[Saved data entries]

-------

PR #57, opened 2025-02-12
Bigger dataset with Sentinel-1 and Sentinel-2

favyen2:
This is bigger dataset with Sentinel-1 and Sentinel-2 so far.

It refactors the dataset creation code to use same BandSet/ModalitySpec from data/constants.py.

-------

Work to be completed
Each entry is to be written out exactly as it was given.

Result of the exercise
PR #57, opened 2025-02-12
Bigger dataset with Sentinel-1 and Sentinel-2

favyen2:
This is bigger dataset with Sentinel-1 and Sentinel-2 so far.

It refactors the dataset creation code to use same BandSet/ModalitySpec from data/constants.py.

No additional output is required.